Data for processing Block Start
PR #158, opened 2015-09-03
Fix travis ci tests

lightsprint09:
Sorry for all the trouble. This should fix travis ci.

All tests now use the same socketClient instance. I think opening 56x a connection was not the best way to to test.


nuclearace:
Nice, I thought it might have something to do with too many connections. This also speeds up the tests significantly.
Data for processing Block End
[Task] Nothing is to be left out: set down all the records again exactly.

[Response to this exercise]
PR #158, opened 2015-09-03
Fix travis ci tests

lightsprint09:
Sorry for all the trouble. This should fix travis ci.

All tests now use the same socketClient instance. I think opening 56x a connection was not the best way to to test.


nuclearace:
Nice, I thought it might have something to do with too many connections. This also speeds up the tests significantly.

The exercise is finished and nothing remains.